Unveiling Melanoma: A Deep Dive into Disparities at a Latin-American Cancer Institute
(Springer Science and Business Media Deutschland GmbH, 2024) Ziegler-Rodriguez, G; De, La, Cruz-Ku, G; Piedra-Delgado, L; Torres-Maldonado, J; Dunstan, J; Cotrina-Concha, JM; Galarreta-Zegarra, JA; Calderon-Valencia, G; Vilchez-Santillan, S; Pinillos-Portella, M; Möller, MG
Introduction: The worldwide incidence of melanoma has increased in the last 40 years.

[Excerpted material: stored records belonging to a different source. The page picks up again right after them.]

Issue #30, opened 2020-08-05
Installing permissions for authors and content editors


stephen-cox:
The localgov_roles module installs permissions for the 4 service content types. It doesn't do anything for other content types as we don't know which other content types will be enabled at install time. We need some way of installing these so athours and editors can use the workflow defined in localgov_workflow.

Adnan-cds:
I came across this very issue while setting up the LocalGov Croydon site :(

FAO @finnlewis @stephen-cox @willguv @andybroomfield

willguv:
I expect this will come up in next week's retro - there was extra dev work we needed to do to bridge the gap between LGD and having a production ready site

Could optional modules have bundled workflow, or look for workflow in services (if services is installed)?

ekes:
## Background

Related: 
 * https://github.com/localgovdrupal/localgov_directories/issues/95
 * https://github.com/localgovdrupal/localgov_directories/issues/15

Also for information:
https://git.drupalcode.org/project/drupal/-/blob/9.2.x/core/modules/node/node.install#L125
```
  // IMPORTANT: Modules SHOULD NOT automatically grant any user role access
  // permissions in hook_install().
```
although `node` moudle then goes to for the `access content` to anon and authenticated. As does media in media.install. And we then do the same for view permissions in https://github.com/localgovdrupal/localgov_geo/blob/3d5a905ff3ac634401daaa9940ddcd5d031df76c/localgov_geo.install#L14 Again for anon and authenticated.

But the problem then arose that when the site in #95 was configured permission to create Venue content was granted, but permission to create the Geo entity wasn't.

Except for services, as mentioned no other content: guides, step-by-step, directory add permissions for this role.
So the desire is really about the role provided by this module:

https://github.com/localgovdrupal/localgov_directories/issues/95#issuecomment-853002690
> content designers need to be able to create, edit and publish all types of directories content.
> Croydon has these permission now and use them all the time. While I was there, Brighton content designers created everything they could too. (Creating facets wasn't available until you built them, but was always part of the plan).

## Proposal

So it feels like this module (localgov_role) should be assigning the permissions to its role. It of course doesn't know about which permissions are being added. But by maintaining most of the logic in this module it saves repeating it in every single localgov module that wants, and it might make it clearer.

[...]

PR #87, opened 2021-06-07
Add HOOK_localgov_roles_default to install default permissions for modules

ekes:
https://github.com/localgovdrupal/localgov_core/issues/30#issuecomment-855784146

### DIFF
--- a/modules/localgov_roles/src/RolesHelper.php
+++ b/modules/localgov_roles/src/RolesHelper.php
@@ -1,0 +1,51 @@
+<?php
+
+namespace Drupal\localgov_roles;
+
+use function call_user_func;
+
+/**
+ * Helper class to for Roles.
+ */
+class RolesHelper {
+
+  /**
+   * Content designer role machine name.
+   */
+  const EDITOR_ROLE = 'localgov_editor';
+
+  /**
+   * Author role machine name.
+   */
+  const AUTHOR_ROLE = 'localgov_author';
+
+  /**
+   * Assign permissions to roles if module has defaults.
+   */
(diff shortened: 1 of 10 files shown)


ekes:
Modules implement hook_localgov_roles_default to define what permissions go to which roles (example https://github.com/localgovdrupal/localgov_core/pull/87/files#diff-9cea1813b6a77cbfb77645210cb786155d4287dd75cab6e669e3e9b0e2801f26R11 ) We could also move the defaults for services too out of the module's config/install and put them in the appropriate services modules. 

The default will be applied which ever way round modules are enabled. This is a one-shot-deal on install, after that permissions can be changed.

modules/localgov_roles/src/RolesHelper.php
```diff
@@ -0,0 +1,51 @@
+<?php
+
+namespace Drupal\localgov_roles;
+
+use function call_user_func;
```
Adnan-cds: Do we really need ```use function call_user_func```?

Adnan-cds (approved):
I haven't tested the functionality.  But code looks good :)

modules/localgov_roles/src/RolesHelper.php
ekes: Probably not. intelephense added it, like it does other use statements, but not usually for non-namespaced global functions, and I didn't remove it :shrug: I only used call_user_func rather than a variable function name out of readability.

Out of curiosity I had a quick look round some vendor puts a use statement in, most doesn't, drupal core like the rest of vendor sometimes prepends the function with a \ for namespace, sometimes doesn't.

PR #91, opened 2021-06-14
Documentation for 459b0f0 fixes #30.

### LINKED ISSUE #30: Installing permissions for authors and content editors

ekes:
README with module explanation, and documentation of the new hook to set default permissions.

### DIFF
--- a/modules/localgov_roles/README.md
+++ b/modules/localgov_roles/README.md
@@ -1,0 +1,28 @@
+# LocalGov Drupal default roles
+
+Provides the default roles used by LocalGov Drupal:
+
+ * Author (`localgov_author`)
+ * Content Designer (`localgov_editor`)
+
+## Adding default permissions
+
+Modules that wish to provide default permissions for these roles can implement
+`hook_localgov_roles_default()`. An example can be found in the test module
+`tests/localgov_roles_test_one/localgov_roles_test_one.module`.
+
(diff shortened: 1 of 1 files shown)


finnlewis:
I've just been testing this locally, and found schema changes in office_hours module. 

I've created this issue https://github.com/localgovdrupal/localgov_paragraphs/issues/32

And: https://github.com/localgovdrupal/localgov_paragraphs/pull/33/files

andybroomfield (approved):
Not sure what is meant by the title, however I think this is fine to add the documentation around permissions.
(I assume this is for localgov_roles only)

ekes:
The title refers to https://github.com/localgovdrupal/localgov_core/commit/459b0f0d9eaa21d680907ff8fc5a0f5bde3f9968 which added the HOOK_localgov_roles_default to install default permissions for modules (requested in #30) and is the primary reason I wrote the README so that people would know how to implement the hook.

finnlewis:
@ekes @stephen-cox any idea why the tests are still failing here, but passing locally? 

Does the test runner cache old builds at all?

PR #109, opened 2021-07-09
Install and enable the Preview Link and Responsive Preview modules

### LINKED ISSUE #94: Workflows : preview draft content exactly as it will appear
## User story

**As a** content author

**I want** to preview the draft content exactly how it will appear

**So that** I can see how my content looks and feels and reads before sending for review.

## Notes: 

Drupal preview is historically rubbish. Is this still the case? If so, do we need another solution?

https://www.drupal.org/project/preview_link ?

stephen-cox:
Closes #94


andybroomfield:
Should these be added to core?
Localgov core gets installed with almost every LocalGov module, yet a site might not be wanting to use Preview Link and Responsive Preview and they don't actually do anything in this code, they are just brought in as dependencies.

Is this for the project / distribution. If that is the case, then adding them as dependencies to the profile and enabling them there would be the best option. 

See also #111 as I think its time localgov_workflows was made its own module.

finnlewis:
Thanks for your comments @andybroomfield - let's have the discussion on https://github.com/localgovdrupal/localgov_core/issues/111 about modularity and dependencies.

Maybe we should create a new branch for the separation work if that is the direction we agree.

finnlewis (approved):
Looks good to me. @andybroomfield are you OK with is to push forward with these pull requests before considering separate pull request to split out localgov_workflows module?

andybroomfield (approved):
Ok, per resolotuon in #111 that this will get removed when localgov_workflow is its own module.

finnlewis:
Thanks @andybroomfield ! 

@stephen-cox let's merge !

PR #542, opened 2024-04-06
Add method to terminate JVM process

romik2512:
I use Payspark in my work, which uses py4j to connect PVM and JVM processes. 
I often need to restart the Spark JVM driver process and redefine the amount of memory for it. The existing methods do not ensure the completion of the JVM process. The only way to achieve this is to complete the Python process, which we cannot afford.

The current PR adds a new method to the JavaGateway class, which will allow JVM processes to terminate. Its logic is to call System.exit() on the JVM side without waiting for a return response.

These changes are based on an article (in Russian) where the current problem was fixed manually.
Article: https://habr.com/ru/companies/sberbank/articles/805285


dolfinus:
Duplicate: #541

PR #543, opened 2024-04-15
[TESTS-ONLY] Fix Flaky `GatewayServerTest`

ahirreddy:
- This PR fixes the GatewayServerTest to handle a race condition in the GatewayServer's handling of connections with invalid secrets.
- The server may either return an appropriate error message (this is what the test expected pre-patch) or the server may return no response (which becomes a `null` response)
- The test-case is updated to accept both responses as valid


HyukjinKwon:
Merged, thx.

PR #510, opened 2023-02-24
Issue 374 Add type hint

mucharafal:
Base on https://github.com/py4j/py4j/pull/500, if https://github.com/Bodo-inc/py4j/pull/1 is merged, then this may be closed.

PR #569, opened 2025-07-08
Fixes #374 -- Explicit TypeHint support

### LINKED ISSUE #374: Long type Map key problem with Python 3

praneeth527:
Fixes #374 
Added support for explicit Type conversion

Test cases are passed ✅ 
Screenshot 2025-07-08 at 11 37 49 AM

Existing/Reference PR -- #510

### DIFF
--- a/py4j-python/src/py4j/protocol.py
+++ b/py4j-python/src/py4j/protocol.py
@@ -190,7 +190,7 @@ class TypeHint:
         >>> gateway.jvm.SomeClass().methodLong(TypeHint(LONG_TYPE, 123))
 
     Args:
-        java_type: The target Java type (e.g., LONG_TYPE, INT_TYPE).
+        java_type: The target Java type (e.g., LONG_TYPE, INTEGER_TYPE).
         value: The Python value to be wrapped with the specified Java type.
     """
 


praneeth527:
Hi @HyukjinKwon,
Following up, Can you please take a look and let me know if any further changes required. Thanks

PR #575, opened 2026-03-15
perf: Remove Python 2 compat and optimize old calls to smart_decode

markjm:
Thanks for this project! I have a few perf changes that I think might be valuable to contribute back, so here is one!

Remove Python 2 compatibility layer since Python 2 is no longer supported. This simplifies the codebase, but more importantly **improves performance by eliminating unnecessary type checks and function call overhead**.

Since this project only supports py3.8 and above (https://github.com/py4j/py4j/blob/master/setup.py#L57), this is not a breaking change.

Changes:
- Mostly remove compat module usage from all main source files
- Replace smart_decode() with direct str() or .decode("utf-8") calls
- Use Python 3 built-ins directly (str, bytes, int, range, Queue, Thread)

Benchmark results (isolated microbenchmarks):
- str() vs smart_decode() for integers: 1.90x faster
- str() vs smart_decode() for booleans: 2.61x faster
- str() vs smart_decode() for Decimal: 1.75x faster
- .decode("utf-8") vs smart_decode() for stream reading: 2.01x faster
(micro-benchmarks available here https://gist.github.com/markjm/57cd1731abc0c1ce9820c413b90f992c)

These speedups are probably not game-changing, but given they are there for (now that py2 is totally dead) no reason at all, i figure we may as well take a free win however small.

The compat module is kept for backwards compatibility with any external code that may import from it, but is no longer used internally.

### DIFF
--- a/py4j-python/src/py4j/protocol.py
+++ b/py4j-python/src/py4j/protocol.py
@@ -16,16 +16,9 @@ Created on Oct 14, 2010
 
 :author: Barthelemy Dagenais
 """
-from __future__ import unicode_literals, absolute_import
-
 from base64 import standard_b64encode, standard_b64decode
 
 from decimal import Decimal
-
-from py4j.compat import (
-    long, basestring, unicode, bytearray2,
-    bytestr, isbytestr, isbytearray, ispython3bytestr,
-    bytetoint, bytetostr, strtobyte)
 
 
 JAVA_MAX_INT = 2147483647
@@ -159,7 +152,7 @@ DIR_JVMVIEW_SUBCOMMAND_NAME = "v\n"
 OUTPUT_CONVERTER = {
     NULL_TYPE: (lambda x, y: None),
     BOOLEAN_TYPE: (lambda value, y: value.lower() == "true"),
-    LONG_TYPE: (lambda value, y: long(value)),
+    LONG_TYPE: (lambda value, y: int(value)),
     DECIMAL_TYPE: (lambda value, y: Decimal(value)),
     INTEGER_TYPE: (lambda value, y: int(value)),
     BYTES_TYPE: (lambda value, y: decode_bytearray(value)),
@@ -185,7 +178,7 @@ def escape_new_line(original):
     :rtype: an escaped string
     """
     if original:
-        return smart_decode(original).replace("\\", "\\\\").\
+        return original.replace("\\", "\\\\").\
             replace("\r", "\\r").replace("\n", "\\n")
     else:
         return original
@@ -213,17 +206,16 @@ def unescape_new_line(escaped):
 
 
 def smart_decode(s):
-    if isinstance(s, unicode):
+    if isinstance(s, str):
         return s
-    elif isinstance(s, bytestr):
-        # Should never reach this case in Python 3
-        return unicode(s, "utf-8")
+    elif isinstance(s, bytes):
+        return s.decode("utf-8")
     else:
-        return unicode(s)
+        return str(s)
 
 
 def encode_float(float_value):
-    float_str = smart_decode(repr(float_value))
+    float_str = str(float_value)
     if float_str == "-inf":
         float_str = JAVA_NEGATIVE_INFINITY
     elif float_str == "inf":
@@ -234,16 +226,14 @@ def encode_float(float_value):
 
 
 def encode_bytearray(barray):
-    if isbytestr(barray):
-        return bytetostr(standard_b64encode(barray))
+    if isinstance(barray, bytes):
+        return standard_b64encode(barray).decode("ascii")
     else:
-        newbytestr = bytestr(barray)
-        return bytetostr(standard_b64encode(newbytestr))
+        return standard_b64encode(bytes(barray)).decode("ascii")
 
 
 def decode_bytearray(encoded):
-    new_bytes = strtobyte(encoded)
-    return bytearray2([bytetoint(b) for b in standard_b64decode(new_bytes)])
+    return bytearray(standard_b64decode(encoded.encode("ascii")))
 
 
 def is_python_proxy(parameter):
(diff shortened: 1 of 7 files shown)


markjm:
hi again @HyukjinKwon - let me know if there is anything else youd like to see here!

Tagar:
@markjm — took a look at this with the perf framework being developed in #578, wanted to put end-to-end numbers next to the isolated microbenchmarks in your description. Running on macOS arm64 (Apple M4 Pro, loopback only), idle machine. Framework's micro path (pytest-benchmark-driven) auto-scales rounds and iterations to keep timer resolution out of the noise; full bootstrap + Mann-Whitney + Kolmogorov-Smirnov stack on the per-round samples.

| Scenario | n (B/C) | Δ median | Δ p95 | Δ p99 | Δ p99.9 | Verdict |
|---|---|---|---|---|---|---|
| M1 — m1_static_call_no_args | 50/50 | +0.7% | +5.1% | +11.2% | +13.2% | inconclusive |
| M5a — m5a_encode_int | 428,578 / 626,610 | **−22.8%** | −24.2% | −23.5% | −11.6% | **faster** |
| M5b — m5b_encode_string | 1,951,194 / 1,951,194 | **−25.2%** | −25.8% | −26.8% | −26.5% | **faster** |

For M5a / M5b: bootstrap 95% CI is tight ([−23.0%, −22.7%] and [−25.7%, −24.6%]), Mann-Whitney p < 1e-200, P(better) = 1.00, KS p < 1e-200, tail ratio 0.73–0.76× — distribution moves cleanly toward faster, no asymmetric tail growth.

Observations:

1. **M5a / M5b — confident faster, no surprises.** The optimization gives a real ~22–25% median speedup on encode-int and encode-string microbenchmarks, with the whole distribution shifted, not just the median.
2. **Reconciling with the PR description's numbers.** Description shows ~1.9–2.6× on the isolated encoding path — that's consistent with the framework's ~1.30× end-to-end on M5a / M5b (220 → 170 ns and 384 → 287 ns medians). Encoding is one component of the per-call cost in the framework's microbench, so a 2× win on encoding alone surfaces as a ~25% win on the bundled scenario. No contradiction — your description shows the isolated change, the framework shows what shipped users would actually see.
3. **M1 — inconclusive, expected.** `m1_static_call_no_args` doesn't exercise the encoding hot path, so the verdict of "no confident change" is the correct outcome. P(same) = 0.99 confirms the change is approximately neutral on that path rather than a regression hiding under noise.

To reproduce or cross-check on your end:

```bash
git clone https://github.com/Tagar/py4j.git
cd py4j
git checkout perf-framework-v2

# Baseline on master
python -m py4j.tests.perf --only M1,M5a,M5b \
  --save baseline.json --save-compact

# Cherry-pick this PR's commit and re-run
git cherry-pick <this-PR-commit>
python -m py4j.tests.perf --only M1,M5a,M5b \
  --compare baseline.json
```

Two-line summary: the framework reproduces the optimization's benefit on the encoding path with no tail regressions or surprises. Looks like a clean net positive on macOS arm64; would be useful to also see on Linux before merge.

markjm:
seems about aligned with what you found, which i think makes sense just based on the kind of change this is:


# py4j perf comparison

**Baseline:** master (rev 1187a1c, 2026-05-14T04:50:43+00:00)
**Current:**  master (rev d2a8cdf, 2026-05-14T04:51:37+00:00)

| ID | Scenario | n (B/C) | Baseline median | Current median | Delta median | 95% CI | M-W p | P(better) | P(same) | P(worse) | Verdict |
|----|----------|---------|-----------------|----------------|--------------|--------|-------|-----------|---------|----------|---------|
| M1 | m1_static_call_no_args | 50/50 | 63.791 µs | 64.133 µs | +0.5% | [-5.0%, +5.0%] | 0.956 | 0.02 | 0.95 | 0.02 | inconclusive |
| M5a | m5a_encode_int | 1949334/1912019 | 427.496 ns | 348.066 ns | -18.6% | [-18.6%, -18.3%] | <1e-200 | 1.00 | 0.00 | 0.00 | **faster** |
| M5b | m5b_encode_string | 1058213/1736112 | 659.004 ns | 555.022 ns | -15.8% | [-15.8%, -15.5%] | <1e-200 | 1.00 | 0.00 | 0.00 | **faster** |

*Verdict: confident faster/regression requires Mann-Whitney p < 0.01, bootstrap 95% CI excluding zero, AND |Hodges-Lehmann delta| >= 5%. Otherwise: inconclusive.*
*P(better), P(same), P(worse) are region-of-practical-equivalence probabilities derived from the bootstrap distribution: fractions of resamples with Δ < -5%, |Δ| ≤ 5%, and Δ > +5% respectively. Human-meaningful direct probabilities — useful when the verdict is "inconclusive" but you want to know which side the evidence leans.*

### Per-percentile deltas

*Side-by-side relative changes at each percentile. A scenario whose median improves but whose p99 regresses signals a tail-latency regression — easy to miss if only the median is compared.*

| ID | Scenario | Δ median | Δ p95 | Δ p99 | Δ p99.9 |
|----|----------|----------|-------|-------|---------|
| M1 | m1_static_call_no_args | +0.5% | +11.3% | +14.1% | +16.5% |
| M5a | m5a_encode_int | -18.6% | -7.0% | -13.3% | -13.3% |
| M5b | m5b_encode_string | -15.8% | -21.3% | -13.6% | -5.6% |

### Distribution-shape comparison

*Tail-percentile changes and Kolmogorov-Smirnov test on the full round distributions. The median verdict above is the primary signal; this section catches regressions where the median is stable but the tail grows (or vice versa).*

| ID | Scenario | p99 base → curr | p99.9 base → curr | Tail ratio (curr/base) | KS p |
|----|----------|-----------------|-------------------|------------------------|------|
| M1 | m1_static_call_no_args | 83.545 µs → 95.361 µs | 84.538 µs → 98.495 µs | 1.14x | 0.751 |
| M5a | m5a_encode_int | 650.096 ns → 563.326 ns | 1.996 µs → 1.729 µs | 0.87x | <1e-200 |
| M5b | m5b_encode_string | 1.027 µs → 886.992 ns | 2.585 µs → 2.440 µs | 0.86x | <1e-200 |

**2 improvement(s): M5a, M5b*

----

Ran on an AWS g5.4xlarge with not attempts to isolate all the other random junk i have running on the host

markjm:
@Tagar looks like codspeed says the same - seems this is good for landing? 👼

Tagar:
Thanks @markjm! The perf signal looks great. 
 
 One blocker  (@HyukjinKwon would need to approve a merge ) - I dropped your branch into a test fork  - every CI test fails on testGatewayAuth :
  TypeError: a bytes-like object is required, not 'str'
    File "protocol.py", line 181 in escape_new_line
  Root cause: when launch_gateway(enable_auth=True) is used, _auth_token is read from JVM stdout as bytes. 
  
  Previously smart_decode() inside escape_new_line would handle that path; now it
   bypasses through and bytes.replace("str", "str") raises TypeError.
   
   Can you push an empty commit to your branch to trigger CI? 
   
   ps. 
  There may be other latent bytes/str regressions the PR introduced - only testGatewayAuth failed in CI because it's the only test exercising this specific code path. But other bytes-carrying paths (e.g., callback stream reads on a not-yet-decoded line) could fail in production code we don't have tests for? Worth a careful re-read of the diff for similar
  smart_decode → ... substitutions where the input might be bytes.

py4j-python/src/py4j/protocol.py
```diff
@@ -234,16 +226,14 @@ def encode_float(float_value):
 
 
 def encode_bytearray(barray):
-    if isbytestr(barray):
-        return bytetostr(standard_b64encode(barray))
+    if isinstance(barray, bytes):
+        return standard_b64encode(barray).decode("ascii")
```
Tagar, line 230: unnecessary .encode("ascii")? standard_b64decode accepts ASCII str directly in Python 3, the explicit .encode("ascii") allocates one extra bytes object per call.

Tagar:
@markjm can you resolve conflicts

Tagar:
Resolved via #593 which incorporates some of the changes 

Thank you for the idea and for contribution, @markjm

markjm:
Thanks @Tagar - i noticed you also landed a few more improvements too! I wonder what is the process to cut a new release to integrate back into apache/spark for pyspark usage?

PR #579, opened 2026-05-07
Harden test process spawning and teardown to prevent orphan-JVM cascades

Tagar:
## Summary

py4j's test suite exhibited a cascading failure pattern on busy CI runners (most often `ubuntu-latest` with Python 3.13 / Java 21): one early test would fail to spawn its JVM cleanly, leak the orphan Java process holding `DEFAULT_PORT` (25333), and every subsequent test in the file would fail with a cryptic `Py4JError` until the 20-minute job timeout fired. We saw 12+ tests fail this way in a single run on PR #577's CI.

This is a **different class of bug** from the timing-budget flakes addressed in #577 — it's a process-cleanup hygiene problem. The fix is to make spawn helpers actively detect a dead JVM and clean up the orphan, and to bound the join timeouts in test context managers.

## Root cause

Two interacting issues:

1. **Spawn helpers silently returned dead processes.** They called `check_connection()`, which swallows `Py4JNetworkError` (sleeps 2 s and returns). So a JVM that never came up looked started: the `Process` handle was returned, the spawning test failed fast on its first call, and the orphan Java subprocess kept holding the port.

2. **Context-manager `finally` blocks used unbounded `p.join()`.** If the JVM didn't shut down cleanly the entire CI cell hung for the full 20-minute job timeout instead of moving on.

## Fix

Three new utilities in `java_gateway_test.py`, imported by the other two test files:

- `safe_terminate_process(p, timeout=5)` — terminate then kill, used by spawn helpers when verification fails
- `safe_join(p, timeout=10)` — bounded join with terminate fallback, replaces unbounded `p.join()`
- `verify_jvm_or_terminate(p, gateway_parameters=None)` — probe with a real method call; terminate orphan and raise `Py4JNetworkError` if the JVM doesn't respond after one retry

Spawn helpers updated to call `verify_jvm_or_terminate(p, ...)` instead of `check_connection(...)`:

- `start_example_app_process` (java_gateway_test.py)
- `start_short_timeout_app_process` (java_gateway_test.py)
- `start_clientserver_example_app_process` (client_server_test.py)
- `start_java_multi_client_server_app_process` (client_server_test.py)
- `start_example_app_process` / `start_example_app_process2` / `start_example_app_process3` (java_callback_test.py)

Context managers updated to use `safe_join(p)` instead of `p.join()`:

- `example_app_process` (java_gateway_test.py)
- `clientserver_example_app_process` (client_server_test.py)
- `java_multi_client_server_app_process` (client_server_test.py)
- `gateway_example_app_process` (java_callback_test.py)

## What's deliberately not changed

- `start_echo_server_process` — the echo server doesn't speak the py4j gateway protocol, so `verify_jvm_or_terminate` can't probe it. Kept the historical 1.5 s wait.
- `start_ipv6_app_process` — being changed in #577 / py4j/py4j to use an IPv6-aware `check_connection` probe; leaving this one for that PR to avoid a merge conflict. Once both PRs are merged, the IPv6 helper can be migrated to `verify_jvm_or_terminate(p, GatewayParameters(address="::1"))` for full consistency.

## Effect

A test that fails its JVM bring-up now fails *itself* (with a clear `"JVM subprocess did not accept connections"` message) and cleans up its orphan process. Subsequent tests in the same file are unaffected. Job-level 20-minute hangs from unclean shutdown are gone.

## Test plan

- [x] All three modified files parse and import cleanly
- [x] Inline comments record the rationale (what was wrong, why each new utility exists, what failure mode it addresses)
- [x] Helpers that can't be probed by the gateway protocol (echo server) are left alone with explanatory comments

This pull request and its description were written by Isaac.

### DIFF
--- a/py4j-python/src/py4j/tests/client_server_test.py
+++ b/py4j-python/src/py4j/tests/client_server_test.py
@@ -13,7 +13,8 @@ from py4j.java_gateway import GatewayConnectionGuard, is_instance_of, \
 from py4j.protocol import Py4JError, Py4JJavaError, smart_decode
 from py4j.tests.java_callback_test import IHelloImpl, IHelloFailingImpl
 from py4j.tests.java_gateway_test import (
-    PY4J_JAVA_PATH, check_connection, sleep, WaitOperator)
+    PY4J_JAVA_PATH, check_connection, safe_join, sleep,
+    safe_terminate_process, verify_jvm_or_terminate, WaitOperator)
 from py4j.tests.memory_leak_test import python_gc
 from py4j.tests.py4j_callback_recursive_example import (
     PythonPing, HelloState)
@@ -53,7 +54,6 @@ def start_clientserver_example_app_process(
         args = ("--auth-token", auth_token)
         gw_params = GatewayParameters(auth_token=auth_token)
 
-    # XXX DO NOT FORGET TO KILL THE PROCESS IF THE TEST DOES NOT SUCCEED
     if start_short_timeout:
         p = Process(target=start_short_timeout_clientserver_example_server,
                     args=args)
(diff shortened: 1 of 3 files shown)


HyukjinKwon (approved):

Tagar:
Closing for further iteration on the fork (Tagar/py4j#5). The first revision had a bug — the new `verify_jvm_or_terminate` probe is too aggressive for tests that run the Java side as a CLIENT (e.g. `start_java_client=True`, `start_gc_test=True`) where there is no Java-side server on DEFAULT_PORT to probe at all. Will reopen once the bug is fixed and CI runs cleanly on Tagar/py4j#5.

PR #594, opened 2026-05-22
Py3 modernization: super() + raise from + light type hints + 3.9-3.13 metadata

Tagar:
## Summary

Modernize the Python codebase post-Py2 desupport (#585): `super()` + exception chaining, light PEP 563 type hints on public API where they carry real signal, and align version-claim metadata to 3.9–3.13.

**Zero behavior change.** All edits are syntactic / annotation-only.

### Changes

- **`super(Cls, self)` → `super()`** (15 sites) — Py3-only syntax across `clientserver.py`, `java_gateway.py`, exception classes in `protocol.py`.
- **`while(True)` → `while True`** (1 site, `clientserver.py`).
- **`raise X from e`** (4 sites) — preserves the original cause in tracebacks. Better debug context for PySpark users without changing the public API. Touches `java_gateway.py` (`GatewayConnection.send_command`, `_get_connection`, `CallbackServer.start_callback`) and `clientserver.py` (`ClientServerConnection.send_command`).
- **Light type hints via PEP 563** (`from __future__ import annotations`) — annotations are strings at runtime, zero introspection cost. Annotated with **concrete types only** (`str`, `int`, `bool`, `JavaGateway`, `str | bytes`, `str | None`, `Popen`, etc.): `GatewayParameters` / `CallbackServerParameters` / `JavaGateway` constructors, `launch_gateway`, `java_import`, `get_field` / `set_field` / `is_instance_of` (where the parameter has a concrete type), `protocol.py` encode/decode functions, plus `is_error` / `is_fatal_error`. **Not annotated** where it would be `Any`: dynamic-dispatch proxies (`JavaObject` / `JavaMember` / `JavaClass` / etc.), `finalizer.py` and `signals.py` internals, and the `java_object` / `java_class` / `value` / `jvm_view` / `gateway_client` parameters on public functions.
- **Version-claim cleanup:** root `setup.py` adds `python_requires=">=3.9"` and `3.13` classifier; `py4j-web/install.rst`, `download.rst`, `contributing.rst`, `CONTRIBUTING.rst` align text to 3.9–3.13. The PyPI badge auto-updates on the next publish.

105 insertions / 69 deletions across 8 files.

### Not in this PR (per @HyukjinKwon's review)

- The original mechanical `.format()` → f-string sweep (38 sites) was dropped — `.format()` is still valid and PySpark master keeps a mix of `.format()` / `%` / f-strings (e.g. `pyspark.sql.types` is still `%`-style). Mechanical sweeps add churn without value.
- `Any` parameter annotations were dropped from `finalizer.py` and `signals.py` (every annotation in those files would have been `Any`) and from opaque-proxy parameters elsewhere. Type hints are now applied only where they name a concrete type.

mypy CI gating is not in this PR — annotations are for IDE / static-analysis benefit; CI gating belongs in a future discussion alongside ruff / black tooling.

### Validation

- 59/59 non-JVM unit tests green locally (`finalizer`, `signals`, `protocol`).
- Full 56-cell matrix CI on the byteoak fork covered the earlier (broader) version of the change set: https://github.com/byteoak/py4j/pull/10
- This PR will re-run the matrix.

## Test plan

- [ ] Matrix CI green across Python 3.9–3.13 × Java 8/11/17/21 × ubuntu/macos/windows
- [ ] Documentation build green
- [ ] Module imports clean on every supported interpreter


py4j-python/src/py4j/finalizer.py
```diff
@@ -38,7 +41,7 @@ def add_finalizer(cls, id, weak_ref):
             cls.finalizers[id] = weak_ref
 
     @classmethod
-    def remove_finalizer(cls, id):
+    def remove_finalizer(cls, id: Any) -> None:
```
HyukjinKwon: Hm why do we add typing here?

py4j-python/src/py4j/java_gateway.py
```diff
@@ -211,8 +215,8 @@ def find_jar_path():
     """Tries to find the path where the py4j jar is located.
     """
     paths = []
-    jar_file = "py4j{0}.jar".format(__version__)
```
HyukjinKwon, line 214: Let's probably just leave it as is. I think the old syntax is still valid in Python, right. We can just remove the decode thing

Tagar: Reverted

py4j-python/src/py4j/finalizer.py
Tagar: Have a look again - reduced amount of typing.

HyukjinKwon (approved):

Our aim was to describe the clinic-pathological characteristics and outcomes of three cohorts of patients diagnosed with melanoma in a Latin-American cancer institute during the last 20 years. Methods: We evaluated three retrospective patient cohorts diagnosed with melanoma at Instituto Nacional de Enfermedades Neoplasicas (INEN), a public hospital in Lima, Peru, for the years 2005–2006, 2010–2011, and 2017–2018. Survival rate differences were assessed using the Log-rank test. Results: Overall, 584 patients were included (only trunk and extremities); 51% were male, the mean age was 61 (3–97) years, and 48% of patients resided in rural areas. The mean time to diagnosis was 22.6 months, and the mean Breslow thickness was 7.4 mm (T4). Lower extremity was the most common location (72%). A majority of the patients (55%) had metastases at the time of presentation, with 36% in stage III and 19% in stage IV. Cohorts were distributed as 2005–2006 (n = 171), 2010–2011 (n = 223), and 2017–2018 (n = 190). No immunotherapy was used. Cohort C exhibited the most significant increase in stage IV diagnoses (12.3%, 15.7%, 28.4%, respectively; p < 0.01). The median overall survival rates at the three-year follow-up demonstrated a decline over the years for stages II (97%, 98%, 57%, respectively; p < 0.05) and III (66%, 77%, 37%; p < 0.01). Conclusions: There has been a worsening in the incidence of late-stage metastatic melanoma in Peru throughout the years, coupled with a significant decline in overall survival rates. This is underscored by the fact that half of the population lives in regions devoid of oncological access.